As the play began rehearsing, I noticed that I no longer saw many of my friends, not the ones who were in the play, and not the ones I had known before high school. I started to feel like I didn't have anyone, like I didn't belong. I had never played sports, never played an instrument, and never been popular. The moment I realized I didn't belong was the hardest moment in my life thus far. I began to feel depressed; I no longer tried in my classes, and I was bullied by people I called my friends.
After sophomore year of high school, I decided to switch to a private school to help my grades as well as my mental health. This was the best decision. As soon as I switched, I began to not only be in plays again, but to play sports, be in clubs, play the guitar, and be the best version of myself possible. I loved my new school, my friends, and the fact that I could be and do whatever I wanted!

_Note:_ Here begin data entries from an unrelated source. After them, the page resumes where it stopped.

PR #4243, opened 2021-12-20
{AKS} Refactor 4th part of the update sub-command in aks-preview module

FumingZhang:
---

- Refactor updating pod identity profile.
- Move pod identity related internal functions to a separate `_podidentity.py` file.
- Sort out imports in `custom.py`.

Unit Test Coverage:

> "covered_lines": 600,
> "num_statements": 602,
> "percent_covered": 99.66777408637874,
> "missing_lines": 2,
> "excluded_lines": 21

---
Changes after code review:

- Add mutual exclusion check for `enable_pod_identity` and `disable_pod_identity`.
- Extract the verification pod identity with kubenet as an independent function.
- Use `SimpleNamespace` to store pod identity models and use the `@property` decorator to avoid overwriting.

### General Guidelines

For new extensions:

### About Extension Publish

### DIFF
--- a/src/aks-preview/azext_aks_preview/_podidentity.py
+++ b/src/aks-preview/azext_aks_preview/_podidentity.py
@@ -102,6 +102,7 @@ def _update_addon_pod_identity(
     instance.pod_identity_profile.user_assigned_identities = pod_identities or []
     instance.pod_identity_profile.user_assigned_identity_exceptions = pod_identity_exceptions or []
 
+
 def _ensure_managed_identity_operator_permission(cli_ctx, instance, scope):
     cluster_identity_object_id = None
     if instance.identity.type.lower() == 'userassigned':
--- a/src/aks-preview/azext_aks_preview/_podidentity.py
+++ b/src/aks-preview/azext_aks_preview/_podidentity.py
@@ -1,0 +1,150 @@
+# --------------------------------------------------------------------------------------------
+# Copyright (c) Microsoft Corporation. All rights reserved.
+# Licensed under the MIT License. See License.txt in the project root for license information.
+# --------------------------------------------------------------------------------------------
+import time
+
+from knack.log import get_logger
+from knack.util import CLIError
+
+from ._client_factory import get_auth_management_client
+from ._consts import (CONST_MANAGED_IDENTITY_OPERATOR_ROLE,
+                      CONST_MANAGED_IDENTITY_OPERATOR_ROLE_ID)
+from ._roleassignments import add_role_assignment
+
+logger = get_logger(__name__)
+
+
+def _is_pod_identity_addon_enabled(instance):
+    if not instance:
+        return False
+    if not instance.pod_identity_profile:
+        return False
+    return bool(instance.pod_identity_profile.enabled)
+
+
+def _ensure_pod_identity_addon_is_enabled(instance):
+    if not _is_pod_identity_addon_enabled(instance):
+        raise CLIError('The pod identity addon is not enabled for this managed cluster yet.\n'
+                       'To enable, run "az aks update --enable-pod-identity')
+
+
+def _ensure_pod_identity_kubenet_consent(network_profile, pod_identity_profile, customer_consent):
+    if not network_profile or not network_profile.network_plugin:
+        # invalid data
+        return
+    if network_profile.network_plugin.lower() != 'kubenet':
+        # not kubenet, no need to check
+        return
+
+    if customer_consent is None:
+        # no set this time, read from previous value
+        customer_consent = bool(
+            pod_identity_profile.allow_network_plugin_kubenet)
+
+    if not customer_consent:
+        raise CLIError(
+            "--enable-pod-identity-with-kubenet is required for "
+            "enabling pod identity addon when using Kubenet network plugin")
+    pod_identity_profile.allow_network_plugin_kubenet = True
+
+
+def _fill_defaults_for_pod_identity_exceptions(pod_identity_exceptions):
+    if not pod_identity_exceptions:
+        return
+
+    for exc in pod_identity_exceptions:
+        if exc.pod_labels is None:
+            # in previous version, we accidentally allowed user to specify empty pod labels,
+            # which will be converted to `None` in response. This behavior will break the extension
+            # when using 2021-10-01 version. As a workaround, we always back fill the empty dict value
+            # before sending to the server side.
+            exc.pod_labels = dict()
+
+
+def _fill_defaults_for_pod_identity_profile(pod_identity_profile):
+    if not pod_identity_profile:
+        return
+
+    _fill_defaults_for_pod_identity_exceptions(pod_identity_profile.user_assigned_identity_exceptions)
+
+
+def _update_addon_pod_identity(
+    instance,
+    enable,
+    pod_identities=None,
+    pod_identity_exceptions=None,
+    allow_kubenet_consent=None,
+    models=None,
+):
+    if not enable:
+        ManagedClusterPodIdentityProfile = models.get("ManagedClusterPodIdentityProfile")
+        # when disable, remove previous saved value
+        instance.pod_identity_profile = ManagedClusterPodIdentityProfile(
+            enabled=False)
+        return
+
+    _fill_defaults_for_pod_identity_exceptions(pod_identity_exceptions)
+
+    if not instance.pod_identity_profile:
+        ManagedClusterPodIdentityProfile = models.get("ManagedClusterPodIdentityProfile")
+        # not set before
+        instance.pod_identity_profile = ManagedClusterPodIdentityProfile(
+            enabled=enable,
+            user_assigned_identities=pod_identities,
+            user_assigned_identity_exceptions=pod_identity_exceptions,
+        )
+
+    _ensure_pod_identity_kubenet_consent(
+        instance.network_profile, instance.pod_identity_profile, allow_kubenet_consent)
+
+    instance.pod_identity_profile.enabled = enable
+    instance.pod_identity_profile.user_assigned_identities = pod_identities or []
+    instance.pod_identity_profile.user_assigned_identity_exceptions = pod_identity_exceptions or []
+
+def _ensure_managed_identity_operator_permission(cli_ctx, instance, scope):
+    cluster_identity_object_id = None
+    if instance.identity.type.lower() == 'userassigned':
+        for identity in instance.identity.user_assigned_identities.values():
+            cluster_identity_object_id = identity.principal_id
+            break
+    elif instance.identity.type.lower() == 'systemassigned':
+        cluster_identity_object_id = instance.identity.principal_id
+    else:
+        raise CLIError('unsupported identity type: {}'.format(
+            instance.identity.type))
+    if cluster_identity_object_id is None:
+        raise CLIError('unable to resolve cluster identity')
+
+    factory = get_auth_management_client(cli_ctx, scope)
+    assignments_client = factory.role_assignments
+    cluster_identity_object_id = cluster_identity_object_id.lower()
+    scope = scope.lower()
+
+    # list all assignments of the target identity (scope) that assigned to the cluster identity
+    filter_query = "atScope() and assignedTo('{}')".format(cluster_identity_object_id)
+    for i in assignments_client.list_for_scope(scope=scope, filter=filter_query):
+        if not i.role_definition_id.lower().endswith(CONST_MANAGED_IDENTITY_OPERATOR_ROLE_ID):
+            continue
+
+        # sanity checks to make sure we see the correct assignments
+        if i.principal_id.lower() != cluster_identity_object_id:
+            # assignedTo() should return the assignment to cluster identity
+            continue
+        if not scope.startswith(i.scope.lower()):
+            # atScope() should return the assignments in subscription / resource group / resource level
+            continue
+
+        # already assigned
+        logger.debug('Managed Identity Opereator role has been assigned to {}'.format(i.scope))
+        return
+
+    if not add_role_assignment(cli_ctx, CONST_MANAGED_IDENTITY_OPERATOR_ROLE, cluster_identity_object_id,
+                               is_service_principal=False, scope=scope):
+        raise CLIError(
+            'Could not grant Managed Identity Operator permission for cluster')
+
+    # need more time to propogate this assignment...
+    print()
+    print('Wait 30 seconds for identity role assignment propagation.')
+    time.sleep(30)
--- a/src/aks-preview/azext_aks_preview/_podidentity.py
+++ b/src/aks-preview/azext_aks_preview/_podidentity.py
@@ -3,6 +3,7 @@
 # Licensed under the MIT License. See License.txt in the project root for license information.
 # --------------------------------------------------------------------------------------------
 import time
+from types import SimpleNamespace
 
 from knack.log import get_logger
 from knack.util import CLIError
@@ -75,10 +76,10 @@ def _update_addon_pod_identity(
     pod_identities=None,
     pod_identity_exceptions=None,
     allow_kubenet_consent=None,
-    models=None,
+    models: SimpleNamespace = None,
 ):
     if not enable:
-        ManagedClusterPodIdentityProfile = models.get("ManagedClusterPodIdentityProfile")
+        ManagedClusterPodIdentityProfile = models.ManagedClusterPodIdentityProfile
         # when disable, remove previous saved value
         instance.pod_identity_profile = ManagedClusterPodIdentityProfile(
             enabled=False)
@@ -87,7 +88,7 @@ def _update_addon_pod_identity(
     _fill_defaults_for_pod_identity_exceptions(pod_identity_exceptions)
 
     if not instance.pod_identity_profile:
-        ManagedClusterPodIdentityProfile = models.get("ManagedClusterPodIdentityProfile")
+        ManagedClusterPodIdentityProfile = models.ManagedClusterPodIdentityProfile
         # not set before
         instance.pod_identity_profile = ManagedClusterPodIdentityProfile(
             enabled=enable,
--- a/src/aks-preview/azext_aks_preview/custom.py
+++ b/src/aks-preview/azext_aks_preview/custom.py
@@ -4,12 +4,10 @@
 # Licensed under the MIT License. See License.txt in the project root for license information.
 # --------------------------------------------------------------------------------------------
 
-from __future__ import print_function
-
+import base64
 import binascii
 import datetime
 import errno
-import io
 import json
 import os
 import os.path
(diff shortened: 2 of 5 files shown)


src/aks-preview/azext_aks_preview/decorator.py
```diff
@@ -608,23 +655,29 @@ def _get_enable_pod_identity_with_kubenet(self, enable_validation: bool = False,
...
         # validation
         if enable_validation:
-            if self.mc and self.mc.network_profile and safe_lower(self.mc.network_profile.network_plugin) == "kubenet":
-                if not enable_pod_identity_with_kubenet and self._get_enable_pod_identity(enable_validation=False):
-                    raise RequiredArgumentMissingError(
-                        "--enable-pod-identity-with-kubenet is required for enabling pod identity addon "
-                        "when using Kubenet network plugin"
-                    )
+            if self.decorator_mode == DecoratorMode.CREATE:
+                if (
```
bcho, line 671: nit: can we extract this kubenet validation with L608 to a helper method?

src/aks-preview/azext_aks_preview/decorator.py
```diff
@@ -1583,7 +1634,7 @@ def set_up_pod_identity_profile(self, mc: ManagedCluster) -> ManagedCluster:
         enable_pod_identity = self.context.get_enable_pod_identity()
         enable_pod_identity_with_kubenet = self.context.get_enable_pod_identity_with_kubenet()
         if enable_pod_identity:
-            pod_identity_profile = self.models.ManagedClusterPodIdentityProfile(
+            pod_identity_profile = self.models.pod_identity_models.get("ManagedClusterPodIdentityProfile")(
```
bcho, line 1637: is it type safe? This looks easy to have typo here

src/aks-preview/azext_aks_preview/decorator.py
```diff
@@ -1887,6 +1938,27 @@ def update_nat_gateway_profile(self, mc: ManagedCluster) -> ManagedCluster:
...
+            if not _is_pod_identity_addon_enabled(mc):
+                # we only rebuild the pod identity profile if it's disabled before
+                _update_addon_pod_identity(
+                    mc,
+                    enable=True,
+                    allow_kubenet_consent=self.context.get_enable_pod_identity_with_kubenet(),
+                    models=self.models.pod_identity_models
+                )
+
+        if self.context.get_disable_pod_identity():
```
bcho, line 1958: nit: use `elseif` here? Since we don't allow to enable & disable at the same time

bcho: also I think we can move the `_ensure_mc` call into the branch to save some repeated calls

src/aks-preview/azext_aks_preview/decorator.py
```diff
@@ -135,6 +140,29 @@ def init_nat_gateway_models(self) -> None:
...
+
+        The models are stored in a dictionary, the key is the model name and the value is the model type.
+
+        :return: None
+        """
+        pod_identity_models = {}
+        pod_identity_models["ManagedClusterPodIdentityProfile"] = self.__cmd.get_models(
+            "ManagedClusterPodIdentityProfile",
+            resource_type=self.resource_type,
+            operation_group="managed_clusters",
```
bcho, line 154: nit: can we make this `managed_clusters` operation group as a const?

src/aks-preview/azext_aks_preview/decorator.py
```diff
@@ -135,6 +140,29 @@ def init_nat_gateway_models(self) -> None:
         # for model_name, model_type in nat_gateway_models.items():
         #     setattr(self, model_name, model_type)
 
+    def init_pod_identity_models(self) -> None:
```
bcho, line 143: question(non-blocking): is it possible to decorate it with `@property` and make it a lazy initialization? This could make the caller side easier to use.

For example:

```python
@property
def pod_identity_models(self):
    if self._pod_identity_models not None:
      return self._pod_identity_models
    # otherwise, initialize the model

# in caller side:
profile = self.pod_identity_models.ManagedClusterPodIdentityProfile()
```

But since I don't know how the whole thing works in the new implementation, I might miss some contexts here.

src/aks-preview/azext_aks_preview/decorator.py
```diff
@@ -111,6 +114,8 @@ def __init__(self, cmd: AzCommandsLoader, resource_type: ResourceType):
         )
         # init nat gateway models
         self.init_nat_gateway_models()
+        # init pod identity models
+        self.init_pod_identity_models()
```
bcho, line 118: question: what's the differences between L118 and L100?

```python
        self.ManagedClusterPodIdentityProfile = self.__cmd.get_models(
            "ManagedClusterPodIdentityProfile",
            resource_type=self.resource_type,
            operation_group="managed_clusters",
        )
```

src/aks-preview/azext_aks_preview/custom.py
```diff
@@ -3293,10 +3216,15 @@ def aks_pod_identity_add(cmd, client, resource_group_name, cluster_name,
...
 
+    from azext_aks_preview.decorator import AKSPreviewModels
+
+    # store all the models used by pod identity
+    pod_identity_models = AKSPreviewModels(cmd, CUSTOM_MGMT_AKS_PREVIEW).pod_identity_models
     _update_addon_pod_identity(
         instance, enable=True,
         pod_identities=pod_identities,
         pod_identity_exceptions=instance.pod_identity_profile.user_assigned_identity_exceptions,
+        models=pod_identity_models
```
bcho, line 3227: question: since we are repeating the `pod_identity_models` construction here, why not just let the `_update_addon_pod_identity` to construct it?

src/aks-preview/azext_aks_preview/decorator.py
```diff
@@ -560,27 +588,33 @@ def _get_enable_pod_identity(self, enable_validation: bool = False, **kwargs) ->
...
         # this parameter does not need dynamic completion
         # validation
         if enable_validation:
-            if enable_pod_identity and not self._get_enable_managed_identity(enable_validation=False):
-                raise RequiredArgumentMissingError(
-                    "--enable-pod-identity can only be specified when --enable-managed-identity is specified"
-                )
-            if self.mc and self.mc.network_profile and safe_lower(self.mc.network_profile.network_plugin) == "kubenet":
-                if enable_pod_identity and not self._get_enable_pod_identity_with_kubenet(enable_validation=False):
+            if self.decorator_mode == DecoratorMode.CREATE:
```
bcho, line 603: question: what will happen if `decorator_mode` is not `CREATE`? Do we simply skip the else branch?

src/aks-preview/azext_aks_preview/_podidentity.py
```diff
@@ -0,0 +1,151 @@
...
+    _fill_defaults_for_pod_identity_exceptions(pod_identity_profile.user_assigned_identity_exceptions)
+
+
+def _update_addon_pod_identity(
+    instance,
+    enable,
+    pod_identities=None,
+    pod_identity_exceptions=None,
+    allow_kubenet_consent=None,
+    models=None,
```
bcho, line 78: nit: we should properly annotate the type for the `models` parameter here

src/aks-preview/azext_aks_preview/_podidentity.py
```diff
@@ -0,0 +1,151 @@
...
+):
+    if not enable:
+        ManagedClusterPodIdentityProfile = models.get("ManagedClusterPodIdentityProfile")
```
bcho, line 81: question: as the `models` is a dict, why use `get` here? But I still think it's better to define a typed struct (https://docs.python.org/3/library/dataclasses.html) here for better type checking.

bcho (changes requested):
Thanks for refactoring the pod identity sub-commands! But I have a few questions about the new implementation here.

src/aks-preview/azext_aks_preview/_podidentity.py
bcho: It's the same question as in: https://github.com/Azure/azure-cli-extensions/pull/4243#discussion_r772105207

src/aks-preview/azext_aks_preview/decorator.py
bcho: yeah looks like we only expect to initialize once, I think it's better to rename the method to something like `def _init_pod_identity_models` to avoid referencing outside current class.

src/aks-preview/azext_aks_preview/decorator.py
FumingZhang: Good point, working on a fix.

src/aks-preview/azext_aks_preview/decorator.py
FumingZhang: This should be safe. `self.models` refers to an instance of class `AKSPreviewModels`, which is a holder of the model definitions. This class will help load all the models of a certain api version through the `resource_type` parameter, which avoids hard-coding the import model of a certain api version in each file.

Further for this case, we store the two models of `ManagedClusterPodIdentityProfile` and `ManagedClusterPodIdentityException` in the `pod_identity_models` property of this class. This attribute is a dictionary and will be set within the initialization process of this class.

src/aks-preview/azext_aks_preview/decorator.py
FumingZhang: Yeah, for other pairs of `enable_xxx` and `disable_xxx` parameters, there is usually a mutual exclusion check on the cli side. Here I just moved the original implementation, if necessary, I will add a check in the getter functions.

src/aks-preview/azext_aks_preview/decorator.py
FumingZhang: Good point, I'll wrap the dictionary with the @property decorator and I suppose without setting a setter function, this would also help avoid accidentally setting values.

src/aks-preview/azext_aks_preview/decorator.py
FumingZhang: Will try the @property decorator.

src/aks-preview/azext_aks_preview/decorator.py
FumingZhang: No substantial changes. Just put the attribute of the original class into a dictionary. In those functions that need to use model definitions, we will pass the dictionary as a parameter to it to avoid hard-coding the import statement (e.g. from xxxx_xx_xx import xxxx).

src/aks-preview/azext_aks_preview/custom.py
FumingZhang: `pod_identity_models` is a dictionary stores the definition of the pod identity related models. Before that, the model definition was passed to the function through global variables (e.g. from xxxx_xx_xx import xxxx).

src/aks-preview/azext_aks_preview/decorator.py
FumingZhang: Yes, we will skip all the checks in `UPDATE` mode (which is `aks update`). I suppose the validation is handled by `_update_addon_pod_identity`.

src/aks-preview/azext_aks_preview/_podidentity.py
FumingZhang: Sure.

src/aks-preview/azext_aks_preview/_podidentity.py
FumingZhang: I have no preference for using `get` or `[]` to get the value, but using `get` can avoid throwing an exception when the value does not exist. Of course, adding an attribute to `None` after getting a non-existent object with `get` will also report an error.

So I think it should be covered by unit tests to ensure that no one is getting unexpected value from the dictionary.

As for `dataclasses`, the feature was introduced in python 3.7. Before that, it was a third-party library that needed to be installed explicitly. Since azure-cli still supports python 3.6, as a plug-in, it may be difficult for us to request cli-core to add this dependency.

src/aks-preview/azext_aks_preview/decorator.py
FumingZhang: Updated in commit [#059868e](https://github.com/Azure/azure-cli-extensions/pull/4243/commits/059868ed2acd69dfd246b17785c35a4630f21ff1).

src/aks-preview/azext_aks_preview/decorator.py
FumingZhang: Updated in commit [#eaeaa6b](https://github.com/Azure/azure-cli-extensions/pull/4243/commits/eaeaa6b408a905c9b25edbdc5f127ea3c15ed7f5).

src/aks-preview/azext_aks_preview/decorator.py
FumingZhang: Changed in commit [#4243 9e1827e](https://github.com/Azure/azure-cli-extensions/pull/4243/commits/9e1827e8f5150a8f3e3884c433c9d9e35f668c3d).

src/aks-preview/azext_aks_preview/_podidentity.py
FumingZhang: Updated in commit [#9e1827e](https://github.com/Azure/azure-cli-extensions/pull/4243/commits/9e1827e8f5150a8f3e3884c433c9d9e35f668c3d).

src/aks-preview/azext_aks_preview/decorator.py
FumingZhang: Updated in commit [#9e1827e](https://github.com/Azure/azure-cli-extensions/pull/4243/commits/9e1827e8f5150a8f3e3884c433c9d9e35f668c3d).

src/aks-preview/azext_aks_preview/decorator.py
```diff
@@ -135,6 +141,59 @@ def init_nat_gateway_models(self) -> None:
         # for model_name, model_type in nat_gateway_models.items():
         #     setattr(self, model_name, model_type)
 
+    def _get_pod_identity_models(self) -> Dict:
```
bcho, line 144: nit: why not just return a `SimpleNamespace` from here?

src/aks-preview/azext_aks_preview/decorator.py
```diff
@@ -135,6 +141,59 @@ def init_nat_gateway_models(self) -> None:
...
+        The models are stored in a SimpleNamespace object, could be accessed by the dot operator like
+        `pod_identity_models.ManagedClusterPodIdentityProfile`.
+
+        :return: SimpleNamespace
+        """
+        if self.__pod_identity_models is None:
+            self.__pod_identity_models = SimpleNamespace(**self._get_pod_identity_models())
+        return self.__pod_identity_models
+
+    def flattern_to_class_attributes(self, models: Union[Dict, SimpleNamespace]) -> None:
```
bcho, line 177: question: what is the function for?

src/aks-preview/azext_aks_preview/decorator.py
```diff
@@ -549,90 +627,133 @@ def _get_enable_managed_identity(
...
+                    )
+                self.validate_pod_identity_with_kubenet(
+                    self.mc,
+                    enable_pod_identity,
+                    self._get_enable_pod_identity_with_kubenet(
+                        enable_validation=False
+                    ),
+                )
+            elif self.decorator_mode == DecoratorMode.UPDATE:
+                if enable_pod_identity and self._get_disable_pod_identity(enable_validation=False):
```
bcho, line 666: nit: we better to extract this check out along with L654

bcho: also, we are throwing `RequiredArgumentMissingError` in the CRATE code path, while using `MutuallyExclusiveArgumentError ` here

src/aks-preview/azext_aks_preview/decorator.py
```diff
@@ -549,90 +627,133 @@ def _get_enable_managed_identity(
...
+        "validate_pod_identity_with_kubenet" for verification. In update mode, if both enable_pod_identity and
+        disable_pod_identity are specified, raise a MutuallyExclusiveArgumentError.
 
         :return: bool
         """
 
         return self._get_enable_pod_identity(enable_validation=True)
 
+    # pylint: disable=unused-argument
+    def _get_disable_pod_identity(self, enable_validation: bool = False, **kwargs) -> bool:
```
bcho, line 687: question: why do we want to use `**kwargs` for this helper method? Is this a convention or just a catch all usage? I think it's better to explicitly specify the parameter we want to use here.

src/aks-preview/azext_aks_preview/decorator.py
```diff
@@ -1887,6 +2006,27 @@ def update_nat_gateway_profile(self, mc: ManagedCluster) -> ManagedCluster:
...
         return mc
 
+    def update_pod_identity_profile(self, mc: ManagedCluster) -> ManagedCluster:
+        """Update pod identity profile for the ManagedCluster object.
+
+        :return: the ManagedCluster object
+        """
+        self._ensure_mc(mc)
+
+        if self.context.get_enable_pod_identity():
```
bcho, line 2016: question: what's the differences between `self._get_disable/enable_pod_identity(enable_validation=True)` and `context. get_enable_pod_identity` here?

bcho (changes requested):

src/aks-preview/azext_aks_preview/decorator.py
FumingZhang: In case we want to get the model directly from an instance of `AKSPreviewModel`. But this is not used anywhere currently.

src/aks-preview/azext_aks_preview/decorator.py
FumingZhang: No problem for me, but I am not sure if we need to keep a dictionary.

src/aks-preview/azext_aks_preview/decorator.py
FumingZhang: Ah, I suppose you might need to take another look. We only have the `disable_pod_identity` available in **update** mode and I suppose it's unnecessary to check the mutual exclusion in **create** mode.

Besides, the two validations are not the same, one for mutual exclusion between `enable_pod_identity` and `disable_pod_identity` in **update** mode, the other for if `enable_pod_identity` is specified, `enable_managed_identity` must be specified too in **create** mode.

src/aks-preview/azext_aks_preview/decorator.py
FumingZhang: I've added this additional parameter `**kwargs` for all the internal version of the getter functions. The original intention is to pass additional parameters in some special cases, but I have not used it so far. For the getter functions with complex logic, I have prepared both "public" function and "internal" function (function name starts with `_`) for them.
- The "public" function basically has no parameter and should be used in the decorator class (e.g. `AKSCreateDecorator`/`AKSPreviewCreateDecorator`), where users do not need to consider the details of getter implementation.
- The "internal" function has many parameters, which are used to control whether to perform validation or dynamic completion, etc. It should be used in the context class (e.g. `AKSContext`/`AKSPreviewContext`). With proper parameter settings, infinite loop calls during cross-checking would be avoided.

src/aks-preview/azext_aks_preview/decorator.py
FumingZhang: Briefly, no difference.

But I need to remind that both functions are defined in the context class (e.g. `AKSContext`/`AKSPreviewContext`), and to call them in the decorator class (e.g. `AKSCreateDecorator`/`AKSPreviewCreateDecorator`), it should be `self.context._get_enable_pod_identity(enable_validation=True)  # not recommended` or `self.context.get_enable_pod_identity()`.

yonzhan:
AKS

src/aks-preview/azext_aks_preview/decorator.py
bcho: Can we remove this if it's not being used anywhere? Why we want to copy a field to the class? IMO, it would cause more confuse to other developers, especially under a dynamic language context.

src/aks-preview/azext_aks_preview/decorator.py
bcho: I think we can simplify thing by returning a SimpleNamespace

src/aks-preview/azext_aks_preview/decorator.py
bcho: yes you are right, the diff looks the same before

src/aks-preview/azext_aks_preview/decorator.py
bcho: > The original intention is to pass additional parameters in some special cases, but I have not used it so far

I don't this is the pythonic way. By adding `**kwargs` here it's easy to invite people to put many things inside it, which eventually become a large bag without typing information. This would be hard to refactor and test in the future. I think this is also the case before your refactor - we don't know what are we referencing in each sub command.

> With proper parameter settings, infinite loop calls during cross-checking would be avoided.

Could you provide examples? I think if calling without setting special parameter settings could cause inf. loop, that means something wrong in the code path because it's easy to write it wrong. We should properly rethink the design.

FumingZhang: For the first part, I agree with you and I would remove the `**kwargs`.

For the second question, take the `enable_validation` parameter as an example, the default value is `False`, which means if you call the internal function without any parameter, it will skip the validation part and this would avoid loop calls.

So don’t worry, for almost all situations, we could avoid loop calls by the default values. The situations that require additional parameter settings are usually related to dynamic completion. At present, all these cases are in azure-cli. Some of the parameters involved are sp and managed identity, fqdn subdomain and dns prefix.

> For a getter function, the internal is mainly composed of three parts, obtaining the value, dynamic modification, and verification. In the verification part, we conduct cross-validation between multiple parameters (the verification of a single parameter is handled by the validator (defined in `_validators.py`) specified in the parameter declaration (defined in `_params.py`)). Take the getters for `enable_pod_identity` and `disable_pod_identity` as the example, When verifying whether `disable_pod_identity` is set at the same time in the getter of `enable_pod_identity`, we will call the getter of `disable_pod_identity` to obtain its value, and the verification part of `disable_pod_identity` will also obtain the value of `enable_pod_identity` by calling its getter to verify whether the two are assigned at the same time. If we do not use a "flag" to escape this verification, then we will fall into a loop call.

src/aks-preview/azext_aks_preview/decorator.py
FumingZhang: Updated (removed) in commit [#91c0ca3](https://github.com/Azure/azure-cli-extensions/pull/4243/commits/91c0ca36c0f84ef93033e1de3e98cf5596dfb32b).

src/aks-preview/azext_aks_preview/decorator.py
FumingZhang: Updated (removed) in commit [#91c0ca3](https://github.com/Azure/azure-cli-extensions/pull/4243/commits/91c0ca36c0f84ef93033e1de3e98cf5596dfb32b).

bcho (approved):
LGTM, thanks for the refactor!

FumingZhang:
@bcho Thanks a lot for helping review!

wangzelin007 (approved):

PR #4308, opened 2022-01-11
fix(spring-cloud): 🐛 App update warns when  active deployment not found

yuwzho:
---

Previously wrongly fatal the `az spring-cloud app update` when there is no active deployment under it. It should just set a warning if user just want to update the app properties

Will upgrade version in #4294 

### General Guidelines

For new extensions:

### About Extension Publish

### DIFF
--- a/src/spring-cloud/azext_spring_cloud/_params.py
+++ b/src/spring-cloud/azext_spring_cloud/_params.py
@@ -17,9 +17,9 @@ from ._validators import (validate_env, validate_cosmos_type, validate_resource_
 from ._validators_enterprise import (only_support_enterprise,
                                      validate_git_uri, validate_acs_patterns,
                                      validate_routes)
-from ._app_validator import (fulfill_deployment_param, active_deployment_exist, active_deployment_exist_under_app,
+from ._app_validator import (fulfill_deployment_param, active_deployment_exist, active_deployment_exist_under_app_or_warning,
                              ensure_not_active_deployment, validate_deloy_path, validate_deloyment_create_path,
-                             validate_cpu, validate_memory)
+                             validate_cpu, validate_memory, fulfill_deployment_param_or_warning, active_deployment_exist_or_warning)
 from ._utils import ApiType
 
 from .vendored_sdks.appplatform.v2022_01_01_preview.models._app_platform_management_client_enums import SupportedRuntimeValue, TestKeyType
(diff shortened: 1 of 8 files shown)


yonzhan:
spring-cloud

src/spring-cloud/azext_spring_cloud/_params.py
```diff
@@ -160,6 +160,9 @@ def load_arguments(self, _):
                    help='A json file path for the persistent storages to be mounted to the app')
         c.argument('loaded_public_certificate_file', type=str, options_list=['--loaded-public-certificate-file', '-f'],
                    help='A json file path indicates the certificates which would be loaded to app')
+        c.argument('deployment', options_list=['--deployment', '-d'],
+                   help='Name of an existing deployment of the app. Default to the production deployment if not specified.',
+                   validator=fulfill_deployment_param_or_warning)
```
zhoxing-ms, line 165: I personally think it would be more appropriate to name it `deployment_name`, because this name can be consistent with the `az deployment` commands

src/spring-cloud/azext_spring_cloud/app.py
```diff
@@ -171,6 +172,12 @@ def app_update(cmd, client, resource_group, service, name,
         'https_only': https_only,
     }
 
+    if deployment is None:
+        updated_deployment_kwargs = {k: v for k, v in deployment_kwargs.items() if v}
+        if updated_deployment_kwargs:
+            raise InvalidArgumentValueError('{} cannot be set when there is no active deployment.'
```
zhoxing-ms, line 178: Is `ArgumentUsageError` a more appropriate error type for this usage case?

src/spring-cloud/azext_spring_cloud/_params.py
yuwzho: Here just update the validator for the argument. The name has been used for years.

src/spring-cloud/azext_spring_cloud/app.py
yuwzho: updated

src/spring-cloud/azext_spring_cloud/_params.py
zhoxing-ms: OK

zhoxing-ms (approved):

Although my story had an amazing ending, not everyone does. High school is a hard and trying place; it's full of mean teenagers and the unknown. I was fortunate enough to have parents that loved me and wanted to see me flourish, and I am so thankful for them.
No matter what, everyone has somewhere that they belong, everyone has a path in life thats just waiting for them to find it. Sometimes all you need in life is a push from someone you love, and a whole lot of trying. Trying new things, trying something you would never think you are capable of, and trying something even though someone tells you you can't! So no matter how hard life gets, and no matter how tough the road is, try something new and forget what that bully said. Be yourself, and you will flourish.